Circumcenter: The three perpendicular bisectors of the sides of a triangle meet in one point called the circumcenter. It is the center of the circumcircle, the circle circumscribed about the triangle. The area of the triangle is abc/4R=2R^2sinAsinBsinC, where R is the radius of the circumcircle, and ^2 means squared. The distance between the incenter and the circumcenter is sqr(R(R-2r)). If the triangle is obtuse, then the circumcenter is outside the triangle. If it is a right triangle, then the circumcenter is the midpoint of the hypotenuse.
Centroid: The three medians (the lines drawn from the vertices to the bisectors of the opposite sides) meet in the centroid or center of mass (center of gravity). The centroid divides each median in a ratio of 2:1.
Orthocenter:The three altitudes of a triangle meet in one point called the orthocenter. If the triangle is obtuse, the orthocenter is outside the triangle. If it is a right triangle, the orthocenter is the vertex which is the right angle.
Euler line: The orthocenter O, centroid C, and circumcenter X all lie on a line, the Euler Line (if the triangle is equilateral, all four centers are the same point). The incenter does not lie on this line, unless the triangle is isosceles. The orthocenter is twice as far from the centroid as the circumcenter is.
Ceva's Theorem: Three cevians (a cevian is a line segment connecting a vertex with the opposite side), AX, BY, CZ, meet in a point iff (if and only if) (AZ/BZ)(BX/CX)(CY/AY) = 1. The proof is not particularly easy.
Try this on some of the above. It is particularly simple to use it on the centroid.
Question #1: Let's find the point P within a triangle ABC, so that if we draw lines from P to the three vertices, we get three equal (area) triangles. Is this P perhaps a different center of the triangle, from those mentioned above? The answer to this and other questions is at the bottom of this page.
Gergonne point: Another center of a triangle is the Gergone point. The lines connecting the tangent points of the incircle to the opposite vertices meet in this point.
Fermat point: Another center is the Fermat point (also called the isogonic center or the Rorricelli point). This is the point which minimizes the sum of the distances from the three vertices. This problem is called Fermat's problem or Steiner's problem. The three angles at this point, between the vertices, are all 120 degrees. This point has many practical uses, as it is often a good idea to minimize distances, so save money. Telephone lines between three cities, using the minimum amount of wire, will be three lines which meet at the Fermat point. More points result in connections between Fermat points. The Fermat point can be constructed by constructing equilateral triangles on each side of the triangle, and connecting their farthest vertices with the opposite vertex of the original triangle.

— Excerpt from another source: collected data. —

Issue #22, opened 2015-11-25
Setup Travis


clintonb:
- Automate tests
- Automate pushes to PyPI

nedbat:
I would like to divide this repo into the three separate repos it should be, rather than push this one to PyPI.

clintonb:
@nedbat do you have an ETA for that work?

nedbat:
I don't, it's all spare-time work.  I guess it isn't a disaster to push the three-headed beast to PyPI, we can push the proper repos later when we have them.

clintonb:
@nedbat I'm fine holding off on PyPI. I at least want to run tests. I prefer "build passed on Travis" to "It works on my machine".

PR #23, opened 2015-11-30
Upgraded to Pylint 1.5.x

clintonb:
- Updated Pylint requirement
- Removed obsolete configuration options

### DIFF
--- a/setup.py
+++ b/setup.py
@@ -4,7 +4,7 @@ from setuptools import setup
 
 setup(
     name='edx-lint',
-    version='0.3.2',
+    version='0.4.0',
     description='edX-authored pylint checkers',
     url='https://github.com/edx/edx-lint',
     author='edX',
@@ -30,7 +30,7 @@ setup(
     },
 
     install_requires=[
-        'pylint==1.4.4',
-        'pylint-django==0.6.1',
+        'pylint>=1.5.1,<1.6.0',
+        'pylint-django>=0.7.1,<1.0.0',
     ],
 )
--- a/edx_lint/files/pylintrc
+++ b/edx_lint/files/pylintrc
@@ -7,9 +7,6 @@
 # pygtk.require().
 #init-hook=
 
-# Profiled execution.
-profile=no
-
 # Add files or directories to the blacklist. They should be base names, not
 # paths.
 ignore=
@@ -84,10 +81,6 @@ reports=no
 # (RP0004).
 evaluation=10.0 - ((float(5 * error + warning + refactor + convention) / statement) * 10)
 
-# Add a comment according to your evaluation note. This is used by the global
-# evaluation report (RP0004).
-comment=no
-
 
 # Template used to display messages. This is a python new-style format string
 # used to format the message information. See doc for all details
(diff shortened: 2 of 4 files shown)


clintonb:
Ideally, I'd like to resolve #22 before merging this.

setup.py
```diff
@@ -4,7 +4,7 @@
 
 setup(
     name='edx-lint',
-    version='0.3.2',
+    version='0.4.2',
```
nedbat: This should be 0.4.0, right?

setup.py
```diff
@@ -30,7 +30,7 @@
     },
 
     install_requires=[
-        'pylint==1.4.4',
+        'pylint>=1.5.0,<1.6.0',
```
nedbat: Currently, edx-platform only gets pylint installed because of this dependency.  Developers have complained in the past of the unpredictability of the differences between running pylint locally and on CI machines.  I think it would be best to keep this precisely pinned to reduce variation.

Congruent isoscelizer point: Another center is the "congruent isoscelizer point." An isoscelizer is a line which makes an angle into an isosceles triangle. Any point in a triangle produces three isoscelizers. In 1989, P. Yff proved that there is one unique such point, which makes all three isoscelizers equal in length.
Lemoine point: Another center is the Lemoine point. A line through a vertex of a triangle is isogonal to another such line if it is the reflection of that line about the angle bisector through that vertex. A symmedian line is isogonal to the median from that vertex. The three symmedian lines of a triangle meet in the Lemoine point (also called the symmedian point or the Grebe point). The isogonal lines of any three lines through the three vertices which meet in a point (like any of those above) also meet in a point.
Spieker center: The incenter of the median triangle is the Spieker center. It is the center of mass (center of gravity or centroid) of the perimeter of the original triangle.
There are other, more complicated points related to triangles. Also see The Nine Point Circle; the nine point center is on the Euler line, as is the tangential triangle circumcenter. The incircle and the nine-point circle are tangent at the Feuerbach point.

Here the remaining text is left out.